Source material:
PR #6604, opened 2020-04-24
Unify Move's recoil fields

scheibo:
This commit is not purely a refactoring, behavior has been changed!

- Gen Next Reckless and datasearch.ts's recoil checks now also apply
to Mind Blown/Steelbeam/Struggle recoil as well, which seems to have
been their intent in addition to regular recoil and crash damage.

calcRecoilDamage's type signature has changed to make it typesafe -
the compiler can verify that we checked Array.isArray and that we're
passing the correct kind of recoil damage to calcRecoilDamage.

The client will also require a change to handle this new type
(recoil damage fields are used for the Reckless tooltip)

### DIFF
--- a/data/abilities.ts
+++ b/data/abilities.ts
@@ -3170,7 +3170,7 @@ export const BattleAbilities: {[abilityid: string]: AbilityData} = {
 		shortDesc: "This Pokemon's attacks with recoil or crash damage have 1.2x power; not Struggle.",
 		onBasePowerPriority: 23,
 		onBasePower(basePower, attacker, defender, move) {
-			if (move.recoil || move.hasCustomRecoil) {
+			if (Array.isArray(move.recoil) || move.recoil === 'crash') {
 				this.debug('Reckless boost');
 				return this.chainModify([0x1333, 0x1000]);
 			}
--- a/data/abilities.ts
+++ b/data/abilities.ts
@@ -2666,7 +2666,7 @@ export const BattleAbilities: {[abilityid: string]: AbilityData} = {
 		desc: "This Pokemon's damaging moves become multi-hit moves that hit twice. The second hit has its damage quartered. Does not affect multi-hit moves or moves that have multiple targets.",
 		shortDesc: "This Pokemon's damaging moves hit twice. The second hit has its damage quartered.",
 		onPrepareHit(source, target, move) {
-			if (move.category === 'Status' || move.selfdestruct || move.multihit) return;
+			if (move.category === 'Status' || move.selfDamage?.startsWith("KO") || move.multihit) return;
 			if (['iceball', 'rollout'].includes(move.id)) return;
 			if (!move.flags['charge'] && !move.spreadHit && !move.isZ && !move.isMax) {
 				move.multihit = 2;
@@ -3170,7 +3170,7 @@ export const BattleAbilities: {[abilityid: string]: AbilityData} = {
 		shortDesc: "This Pokemon's attacks with recoil or crash damage have 1.2x power; not Struggle.",
 		onBasePowerPriority: 23,
 		onBasePower(basePower, attacker, defender, move) {
-			if (Array.isArray(move.recoil) || move.recoil === 'crash') {
+			if ((move.recoil || move.selfDamage === "Crash")) {
 				this.debug('Reckless boost');
 				return this.chainModify([0x1333, 0x1000]);
 			}
--- a/data/mods/gen1/moves.ts
+++ b/data/mods/gen1/moves.ts
@@ -881,6 +881,7 @@ export const BattleMovedex: {[k: string]: ModdedMoveData} = {
 		inherit: true,
 		desc: "Deals Normal-type damage. If this move was successful, the user takes damage equal to 1/2 the HP lost by the target, rounded down, but not less than 1 HP. This move is automatically used if none of the user's known moves can be selected.",
 		shortDesc: "User loses 1/2 the HP lost by the target.",
+		selfDamage: "Recoil",
 		recoil: [1, 2],
 		onModifyMove() {},
 	},
@@ -904,6 +905,7 @@ export const BattleMovedex: {[k: string]: ModdedMoveData} = {
 		name: "Substitute",
 		pp: 10,
 		priority: 0,
+		selfDamage: "25% (can't KO)",
 		volatileStatus: 'substitute',
 		onTryHit(target) {
 			if (target.volatiles['substitute']) {
@@ -963,7 +965,7 @@ export const BattleMovedex: {[k: string]: ModdedMoveData} = {
 				}
 				// Drain/recoil does not happen if the substitute breaks
 				if (target.volatiles['substitute']) {
-					if (Array.isArray(move.recoil)) {
+					if (move.recoil) {
 						this.damage(Math.round(uncappedDamage * move.recoil[0] / move.recoil[1]), source, target, 'recoil');
 					}
 					if (move.drain) {
--- a/data/mods/gen1/moves.ts
+++ b/data/mods/gen1/moves.ts
@@ -963,7 +963,7 @@ export const BattleMovedex: {[k: string]: ModdedMoveData} = {
 				}
 				// Drain/recoil does not happen if the substitute breaks
 				if (target.volatiles['substitute']) {
-					if (move.recoil) {
+					if (Array.isArray(move.recoil)) {
 						this.damage(Math.round(uncappedDamage * move.recoil[0] / move.recoil[1]), source, target, 'recoil');
 					}
 					if (move.drain) {
--- a/data/mods/gen3/scripts.ts
+++ b/data/mods/gen3/scripts.ts
@@ -84,7 +84,6 @@ export const BattleScripts: ModdedBattleScriptsData = {
 
 		if (!this.singleEvent('TryMove', move, null, pokemon, target, move) ||
 			!this.runEvent('TryMove', pokemon, target, move)) {
-			if (move.recoil === 'mindblown') move.recoil = undefined; // TODO: ???
 			return false;
 		}
 
@@ -94,7 +93,7 @@ export const BattleScripts: ModdedBattleScriptsData = {
 			move.ignoreImmunity = (move.category === 'Status');
 		}
 
-		if (move.selfdestruct === 'always') {
+		if (move.selfDamage === "KO") {
 			this.faint(pokemon, pokemon, move);
 		}
 
@@ -355,8 +354,8 @@ export const BattleScripts: ModdedBattleScriptsData = {
 			move.totalDamage = damage;
 		}
 
-		if (Array.isArray(move.recoil) && move.totalDamage) {
-			this.damage(this.calcRecoilDamage(move.totalDamage, move.recoil), pokemon, target, 'recoil');
+		if (move.recoil && move.totalDamage) {
+			this.damage(this.calcRecoilDamage(move.totalDamage, move), pokemon, target, 'recoil');
 		}
 
 		if (target && pokemon !== target) target.gotAttacked(move, damage, pokemon);
@@ -375,7 +374,7 @@ export const BattleScripts: ModdedBattleScriptsData = {
 		return damage;
 	},
 
-	calcRecoilDamage(damageDealt, recoil) {
-		return this.dex.clampIntRange(Math.floor(damageDealt * recoil[0] / recoil[1]), 1);
+	calcRecoilDamage(damageDealt, move) {
+		return this.dex.clampIntRange(Math.floor(damageDealt * move.recoil![0] / move.recoil![1]), 1);
 	},
 };
--- a/data/mods/gen3/scripts.ts
+++ b/data/mods/gen3/scripts.ts
@@ -84,7 +84,7 @@ export const BattleScripts: ModdedBattleScriptsData = {
 
 		if (!this.singleEvent('TryMove', move, null, pokemon, target, move) ||
 			!this.runEvent('TryMove', pokemon, target, move)) {
-			move.mindBlownRecoil = false;
+			if (move.recoil === 'mindblown') move.recoil = undefined; // TODO: ???
 			return false;
 		}
 
@@ -355,8 +355,8 @@ export const BattleScripts: ModdedBattleScriptsData = {
 			move.totalDamage = damage;
 		}
 
-		if (move.recoil && move.totalDamage) {
-			this.damage(this.calcRecoilDamage(move.totalDamage, move), pokemon, target, 'recoil');
+		if (Array.isArray(move.recoil) && move.totalDamage) {
+			this.damage(this.calcRecoilDamage(move.totalDamage, move.recoil), pokemon, target, 'recoil');
 		}
 
 		if (target && pokemon !== target) target.gotAttacked(move, damage, pokemon);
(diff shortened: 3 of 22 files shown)


data/mods/gen3/scripts.ts
```diff
@@ -84,7 +84,7 @@ export const BattleScripts: ModdedBattleScriptsData = {
 
 		if (!this.singleEvent('TryMove', move, null, pokemon, target, move) ||
 			!this.runEvent('TryMove', pokemon, target, move)) {
-			move.mindBlownRecoil = false;
+			if (move.recoil === 'mindblown') move.recoil = undefined; // TODO: ???
```
scheibo, line 87: why in Gen 3 concerned with mindblown recoil moves?

data/mods/gennext/abilities.ts
```diff
@@ -280,7 +280,7 @@ export const BattleAbilities: {[k: string]: ModdedAbilityData} = {
 	reckless: {
 		inherit: true,
 		onBasePower(basePower, attacker, defender, move) {
-			if (move.recoil || move.hasCustomRecoil || attacker.item === 'lifeorb') {
+			if (move.recoil || attacker.item === 'lifeorb') {
```
scheibo, line 283: This is a change in behavior, I dont know if its desirable. I dont think mindblown moves exist in Gen Next but this would provide a boost to Struggle which is perhaps not desired? The fact that life orb was also included meant me think this was meant to be more inclusive of all types of recoil moves

sim/global-types.ts
```diff
@@ -779,6 +779,7 @@ interface EventMethods {
 	onTypePriority?: number;
 }
 
+// FIXME: half of these fields do not belong here
```
scheibo, line 782: I will address this in a followup change as we discussed on Discord a while back

server/chat-plugins/datasearch.ts
```diff
@@ -1509,7 +1509,7 @@ function runMovesearch(target: string, cmd: string, canAll: boolean, message: st
 			}
 			if (matched) continue;
 			if (alts.recoil) {
-				if (dex[move].recoil || dex[move].hasCustomRecoil) matched = true;
+				if (dex[move].recoil) matched = true;
```
scheibo, line 1512: This will cause dex search to also return Struggle/Mindblown/Steelbeam, which I would imagine is the intention, but I could be wrong

data/abilities.ts
```diff
@@ -3170,7 +3170,7 @@ export const BattleAbilities: {[abilityid: string]: AbilityData} = {
 		shortDesc: "This Pokemon's attacks with recoil or crash damage have 1.2x power; not Struggle.",
 		onBasePowerPriority: 23,
 		onBasePower(basePower, attacker, defender, move) {
-			if (move.recoil || move.hasCustomRecoil) {
+			if (Array.isArray(move.recoil) || move.recoil === 'crash') {
```
scheibo, line 3173: `Array.isArray` checks are not super pretty, this could be turned into a more pleasantly named helper type guard that does the check and return `is [number, number]`, but I couldnt think of a good name for 'normal' recoil

Zarel: `typeof move.recoil !== 'string'` would do the same thing. But I'm fine with `Array.isArray` too.

server/chat-plugins/datasearch.ts
Zarel: Don't worry, it's definitely the intention.

data/mods/gen3/scripts.ts
Zarel: `git blame`?

Zarel: 6c486409f456e7cddc385324bc3cb915fef399c3

Looks like it was copy/pasted from modern code.

data/mods/gennext/abilities.ts
Zarel: It's minor enough that you can just implement whatever makes it easier to code.

Zarel:
I think properly reviewing this would involve documentation about exactly how Struggle, Crash, and Mind Blown recoil differ. I'll ask the researchers for some.

Zarel:
From what I've been able to gather from @Marty-D and confirmed by @DaWoblefet:

- Regular recoil: boosted by Reckless, prevented by Rock Head and Magic Guard, can KO self
- High Jump Kick and Jump Kick: not prevented by Rock Head
- Mind Blown, Steel Beam, Life Orb: not boosted by Reckless
- Ghost-type Curse's self-damage, Struggle: not prevented by Magic Guard
- Belly Drum, Substitute: can't KO self

Each level of this is slightly less like recoil than the previous level.

I think it makes sense to use Reckless's definition: that only HJK, JK, and regular recoil counts as "recoil" and deserves to be in the `recoil` property. The others should be considered "recoil-like"; maybe call it "self-damage".

Zarel:
It also make sense not to consider HJK/JK damage to be recoil. PS's descriptions take this approach (Reckless's description says "recoil or crash damage"), and it's consistent with Rock Head not protecting against it.

server/chat-plugins/datasearch.ts
scheibo: "its definitely the intention" is why i think it makes sense to have these as one property, because thats what people *intend* when they think about recoil.  but see below about this, id want to come up with something that also makes sense to researchers

scheibo:
Does the game have a concept called 'recoil'? Is there an in game reckless description that differentiates between it and self damage from other means?

I'm OK with recoil and selfDamage properties for everything else (3 booleans can easily be turned into an enum), but my concern is that i do think when people think of recoil they would lump in crash/struggle/life orb/mind blown etc (but perhaps not bellydrum/sub, which i agree are definitely on the same spectrum but i think because they themselves dont cause damage it isnt necessary 'seen' as 'recoil'? though arguably mindblown has 'recoil' even if it only sometimes inflicts damage!)

My main point is - having all these concepts in separate fields (or even 2) tends to make things more error prone (eg. data search probably intended to return more than just strict percentage recoil moves?) and that the complex type forces callers to be explicity and handle all of the cases when making the call?

I agree this is nuanced - I'm not sure. If we want to go with 2 fields thats OK (though as I mentioned, i still thing thats easy to forget?), or a different name than recoil for the one field. I think we're probably both on the same page that 4 fields is too much?

Zarel:
> Does the game have a concept called 'recoil'? Is there an in game reckless description that differentiates between it and self damage from other means?

The in-game Reckless description is "Powers up moves that have recoil damage." It's the same for Gen 4-8, at least according to Bulbapedia. I can't find the Japanese so I can't tell you if it makes it clearer there.

> I'm OK with recoil and selfDamage properties for everything else (3 booleans can easily be turned into an enum), but my concern is that i do think when people think of recoil they would lump in crash/struggle/life orb/mind blown etc (but perhaps not bellydrum/sub, which i agree are definitely on the same spectrum but i think because they themselves dont cause damage it isnt necessary 'seen' as 'recoil'? though arguably mindblown has 'recoil' even if it only sometimes inflicts damage!)

I don't think data representation should be affected by how the community uses the word "recoil". Perhaps it should affect dexsearch, whose "recoil" keyword should probably include all self-damage moves as well.

And anyway, it's not like the community is consistent about it. Bulbapedia's standard is for "recoil" to be as strict as possible, not even including HJK:

https://bulbapedia.bulbagarden.net/wiki/Recoil

> My main point is - having all these concepts in separate fields (or even 2) tends to make things more error prone (eg. data search probably intended to return more than just strict percentage recoil moves?) and that the complex type forces callers to be explicity and handle all of the cases when making the call?

I'm not sure it would be an _error_ to classify non-recoil moves as non-recoil. "Hey, this concept is pretty complicated" isn't exactly an easy thing to embed in a type system, anyway. I think it makes more sense to just put "see also: selfDamage" in the recoil field's jsdoc.

> I agree this is nuanced - I'm not sure. If we want to go with 2 fields thats OK (though as I mentioned, i still thing thats easy to forget?), or a different name than recoil for the one field. I think we're probably both on the same page that 4 fields is too much?

As a sim dev, I don't think it's easy to forget that in addition to recoil, there are a lot of recoil-like effects not specifically named "recoil".

Also, I think if Bulbapedia and Marty agree that crash damage should not be considered recoil, I would also consider it `selfDamage`.

So I think this structure would make a lot of sense:

```
selfDamage?: 'recoil' | 'crash' | 'struggle' | 'halfResidual' | 'half' | 'halfNoKO' | 'selfdestruct' | 'selfdestructUnlessFailed';
recoil?: [number, number]; // only exists if `selfDamage === 'recoil'
```

If I'm understanding correctly, you would prefer

```
selfDamage?: [number, number] | 'crash' | 'struggle' | 'halfResidual' | 'half' | 'halfNoKO' | 'selfdestruct' | 'selfdestructUnlessFailed';
```

(which would also help avoid the situation of inconsistent state between `recoil` and `selfDamage`)

I'm... not a huge fan of this mainly because the word "Recoil" doesn't appear at all. Sadly we don't have checked enums so we could name the `[number, number]` pair. Although I guess we could do:

```
selfDamage?: ['recoil', number, number] | 'crash' | 'struggle' | 'halfResidual' | 'half' | 'halfNoKO' | 'selfDestruct' | 'selfDestructUnlessFailed';
```

I think I'd be reasonably happy with that one?

Zarel:
I'm also considering not using arrays to represent fractions. I think strings might make more sense: `'1/2' | '1/3' | '1/4'`.

Zarel:
(This would also be changed for healing and for multihit ranges, I think.)

scheibo:
> And anyway, it's not like the community is consistent about it. Bulbapedia's standard is for "recoil" to be as strict as possible, not even including HJK:

But Bulbapediadoes seem to include Struggle as recoil???

> ```
> selfDamage?: 'recoil' | 'crash' | 'struggle' | 'halfResidual' | 'half' | 'halfNoKO' | 'selfdestruct' | 'selfdestructUnlessFailed';
> recoil?: [number, number]; // only exists if `selfDamage === 'recoil'
> ```

I like this representation. This is my least favorite enum string presentation (`'Display Case'` > `'TitleCase'` > `'lisp-case'` > `'mixedCase'`, especially with Self-Destruct)  but w/e

scheibo:
> I'm also considering not using arrays to represent fractions. I think strings might make more sense: `'1/2' | '1/3' | '1/4'`.

Not sure about this. Youd have us need to do string parsing? :S Or a table lookup? :S

Zarel:
> But Bulbapedia does seem to include Struggle as recoil???

Shit. Yeah that's complicated. I think I would just add a note in the jsdoc about Struggle.

> I like this representation. This is my least favorite enum string presentation (`'Display Case'` > `'TitleCase'` > `'lisp-case'` > `'mixedCase'`, especially with Self-Destruct)  but w/e

Feel free to use display case.

> Not sure about this. Youd have us need to do string parsing? :S Or a table lookup? :S

Table lookup.

We could also just store the floats `1/2 | 1/3 | 1/4`.

server/chat-plugins/datasearch.ts
scheibo: This is now *just* showing recoil move by their most pedantic definition, not all self damage moves.

data/moves.ts
```diff
@@ -3283,6 +3285,7 @@ export const BattleMovedex: {[moveid: string]: MoveData} = {
 		},
 		secondary: null,
 		target: "normal",
+		selfDamage: "50% (if Ghost)",
```
scheibo, line 3288: you originally had this called "half" / "50%", but that seems a little misleading because its only when Ghost so I expanded the desc

Zarel: oh, I would just remove it completely, just set `move.selfDamage = "50%"` if the user is a Ghost.

scheibo: then its not reflected in the data, only an ActiveMove thing

Zarel: It's not data in the first place, it's implementation detail...

Zarel: If this is for the benefit of search engines, you could set it to `"50%"` and remove it if the user isn't a Ghost, instead.

data/scripts.ts
```diff
@@ -1013,7 +1013,7 @@ export const BattleScripts: BattleScriptsData = {
 		}
 
 
-		if (!didAnything && didAnything !== 0 && !moveData.self && !moveData.selfdestruct) {
+		if (!didAnything && didAnything !== 0 && !moveData.self && !moveData.selfDamage?.startsWith('ko')) {
```
Zarel, line 1016: They all start with `'KO'` not `'ko'`, right? Is this a bug?

Zarel: I do think that if you're doing substring searches, this should probably be its own field instead of rolled into `selfDamage`, though.

data/mods/gen1/moves.ts
```diff
@@ -904,6 +905,7 @@ export const BattleMovedex: {[k: string]: ModdedMoveData} = {
 		name: "Substitute",
 		pp: 10,
 		priority: 0,
+		selfDamage: "25% (can't KO)",
```
Zarel, line 908: It's definitely weird that some of these are implemented by the engine, and some of these are scripted.

I guess it's fine to just do this for now and add engine support for them in the future.

data/abilities.ts
```diff
@@ -3170,7 +3170,7 @@ export const BattleAbilities: {[abilityid: string]: AbilityData} = {
 		shortDesc: "This Pokemon's attacks with recoil or crash damage have 1.2x power; not Struggle.",
 		onBasePowerPriority: 23,
 		onBasePower(basePower, attacker, defender, move) {
-			if (move.recoil || move.hasCustomRecoil) {
+			if ((move.recoil || move.selfDamage === "Crash")) {
```
Zarel, line 3173:
```suggestion
			if (move.recoil || move.selfDamage === "Crash") {
```

sim/global-types.ts
```diff
@@ -1232,7 +1232,7 @@ interface BattleScriptsData {
 	zMoveTable?: {[k: string]: string};
 	maxMoveTable?: {[k: string]: string};
 	afterMoveSecondaryEvent?: (this: Battle, targets: Pokemon[], pokemon: Pokemon, move: ActiveMove) => undefined;
-	calcRecoilDamage?: (this: Battle, damageDealt: number, move: Move) => number;
+	calcRecoilDamage?: (this: Battle, damageDealt: number, mvoe: Move) => number;
```
Zarel, line 1235:
```suggestion
	calcRecoilDamage?: (this: Battle, damageDealt: number, move: Move) => number;
```

data/mods/gen1/moves.ts
```diff
@@ -881,6 +881,7 @@ export const BattleMovedex: {[k: string]: ModdedMoveData} = {
 		inherit: true,
 		desc: "Deals Normal-type damage. If this move was successful, the user takes damage equal to 1/2 the HP lost by the target, rounded down, but not less than 1 HP. This move is automatically used if none of the user's known moves can be selected.",
 		shortDesc: "User loses 1/2 the HP lost by the target.",
+		selfDamage: "Recoil",
```
Zarel, line 884:
```suggestion
```

This should be filled in by the Move constructor, probably. Otherwise it's a lot of redundant data.

data/abilities.ts
```diff
@@ -2666,7 +2666,7 @@ export const BattleAbilities: {[abilityid: string]: AbilityData} = {
 		desc: "This Pokemon's damaging moves become multi-hit moves that hit twice. The second hit has its damage quartered. Does not affect multi-hit moves or moves that have multiple targets.",
 		shortDesc: "This Pokemon's damaging moves hit twice. The second hit has its damage quartered.",
 		onPrepareHit(source, target, move) {
-			if (move.category === 'Status' || move.selfdestruct || move.multihit) return;
+			if (move.category === 'Status' || move.selfDamage?.startsWith("KO") || move.multihit) return;
```
Zarel, line 2669: Yeah, I've seen `move.selfDamage?.startsWith("KO")` in enough places to think we shouldn't have merged `selfdestruct` and `selfDamage`. Can we split them back out?

scheibo:
I agree, this is probably more trouble than its worth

Instructions to follow: Please give the number of lines in the data above that include the string "both", and nothing else.

Answer: 2